Issue #2144, opened 2025-06-20
Docs search


thelulzy:
# Docs feedback

## How can we improve Base UI documentation?
Would be great to have a native search feature in the Base UI Docs similar to the search within the MUI docs.

thelulzy:
Meta discussion:
Should the "Docs feedback" Github issue template apply a Docs tag to the issue?

michaldudak:
We'll likely add it at some point before the stable release. No ETA, though.

PR #3193, opened 2025-11-12
[docs-infra] Add Search Functionality from docs-infra

dav-is:
> [!NOTE]
> This PR depends on https://github.com/mui/mui-public/pull/901 (merged)

Adds a search index and serach bar to the docs site.

Also populates navigation from the index. Whenever a new item is added to the index, it is automatically marked `[New]`. Try creating a new component page in development mode and see it automatically appear in the nav bar and search. Update the title and see it hot reload.

[Preview Deployment](https://deploy-preview-3193--base-ui.netlify.app/react/overview/quick-start)

[Components Index](https://github.com/dav-is/base-ui/blob/davis/add-search-index/docs/src/app/(docs)/react/components/page.mdx)

All the data shown in the above markdown file is included in the search index and can be used as results.

## Screenshots

Screenshot From 2025-12-09 10-12-02

Screenshot From 2025-12-09 10-11-50

Screenshot From 2025-12-09 10-11-57

image

## Performance

Index size: `15.6KB` (`75KB` uncompressed)
Index loads into memory in 15ms-20ms
Searches in less than 1ms

With very quick benchmarking, there is a small increase in the uncached build time, as would be expected to generate the index. But the cached build sees no increase in build time.
Build Time Before: `50s` / `30s` cached
Build Time After: `56s` / `30s` cached

To ensure the files are not edited manually or become out of sync, a CI test should run in parallel with the build to run `pnpm docs:validate`. if out of sync, it will instruct you what command to run.

<details>

<summary>Experiments with Vector Search (not included in this PR)</summary>

To increase matches for indirect words, like `profile` -> `avatar`, `person` -> `avatar`, etc, we could add vectors that measure similarity.

Index size grows to `500KB` / `226KB` gzip (uncompressed 470KB larger, compressed 220KB larger) 
Build Time: `75s` / `30s` cached (15 seconds slower on first build, afterwards only pages that have changed)
Requires `28MB` model to be loaded on client

This might be too much of an increase to be worth it. Without this, we can still optimize searches manually using `keywords`, which should also improve SEO.

</details>

Closes https://github.com/mui/mui-public/issues/419
Closes https://github.com/mui/base-ui/issues/2144


mj12albert:
The search functionality works pretty good, have some initial comments on the UI:

The focus ring in the search field has the wrong color:

https://github.com/user-attachments/assets/271e4e0f-85b5-4e7d-9c35-704b368f3551

As you type, the results in the list (and even the group labels) shift around very visibly (more noticeable on mobile):

https://github.com/user-attachments/assets/3d0b5507-4b06-44bb-9b61-50e8fe1b33a9

The popup opening animation feels a bit slow? It's more noticeable on desktop, it might be better for it to just appear in the center like a command picker, example: https://deploy-preview-2817--base-ui.netlify.app/react/components/autocomplete#command-palette

The popup could maintain a minimum height when there are few results, otherwise blurred content under the backdrop could be distracting:

Screenshot 2025-11-27 at 1 26 29 PM

dav-is:
@mj12albert 
> The focus ring in the search field has the wrong color

Should be fixed now

> the results in the list (and even the group labels) shift around very visibly

This was intentional, using view transitions, but it seems the consensus is that it is too distracting, so I removed it.

> The popup opening animation feels a bit slow?

James suggested using a spring easing for the popup animation. Does it feel snappier with this applied?

> The popup could maintain a minimum height when there are few results

What do you think about `min-height: 80vh`, or maybe more? Do you think we need this for desktop too?

Screenshot From 2025-11-27 13-45-06

michaldudak:
It would be nice if the search box showed <kbd>ctrl</kbd> <kbd>K</kbd> instead of <kbd>⌘</kbd> <kbd>K</kbd> on Windows

dav-is:
@michaldudak How does this look?

image

Along with this change, we can't show the search bar until hydration when we can check if it is mac or windows.

docs/src/app/(docs)/react/components/accordion/page.mdx
```diff
@@ -40,3 +40,18 @@ import { DemoAccordionMultiple } from './demos/multiple';
...
+    'React Accordion',
+    'Accordion Component',
+    'Collapsible Content',
+    'Expandable Panel',
+    'Accessible Accordion',
+    'Multi-Panel UI',
+    'Disclosure Widget',
+    'FAQ Component',
+    'Headless React Components',
+    'Base UI',
```
LukasTy, line 55: Does the `nbsp` symbol make sense here? 🤔 
If search engines will use these, maybe it would be safer to have plain space?

Image

docs/src/app/(docs)/react/components/tabs/page.mdx
```diff
@@ -30,3 +30,22 @@ import { Tabs } from '@base-ui/react/tabs';
...
+    'React Tabs',
+    'Tabbed Interface Component',
+    'Tab Panel',
+    'Tab Control',
+    'Tabbed Navigation',
+    'Tabbed UI',
+    'Page Switcher',
+    'Content Switcher',
+    'View Switcher',
+    'Carousel Alternative',
```
LukasTy, line 45: Was this suggested by AI? 🤔 
IMHO, seems like a slightly strange keyword. 🤷

colmtuite (approved):

docs/src/app/(docs)/react/components/tooltip/page.mdx
```diff
@@ -177,3 +177,23 @@ import { DemoTooltipDetachedTriggersFull } from './demos/detached-triggers-full'
...
+    'React Tooltip',
+    'Tooltip Component',
+    'Detached Trigger Tooltip',
+    'Hint',
+    'Help Text',
+    'Hover Text',
+    'Hover Hint',
+    'Info Popup',
+    'Infotip',
+    'Flyout',
```
LukasTy, line 192: Isn't flyout usually used in conjunction with `menu`? 🤔 
I'd say that this keyword feels slightly strange for this component. 🙈

docs/src/app/(docs)/(content)/layout.tsx
```diff
@@ -2,29 +2,47 @@ import * as React from 'react';
...
-        ))}
+        {sitemap &&
+          Object.entries(
+            sitemap.data as Record<
+              string,
+              {
+                title?: string;
+                prefix?: string;
+                pages: { title: string; tags?: string[]; path: string }[];
+              }
```
LukasTy: Nitpick: Consider defining outside of the JSX to improve readability.

docs/src/app/(docs)/react/components/tabs/page.mdx
dav-is: Yes, I asked it to come up with as many synonyms as it could

LukasTy: Gotcha. Not a blocker, and if no one else complained, maybe it's good to go. 🤷

mnajdova (approved):
One small nit is that I would focus the input on mobile when opening the dialog, so people don't have to click on it before typing.

From the behaviour side I couldn't spot any issues.

dav-is:
Merging now, we'll address this feedback in a followup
● ● ●
▶ **WHAT YOU NEED TO DO**: State how many lines of the data above contain the word "around", and include nothing other than that number.

▶ **WRITTEN RESPONSE**: 2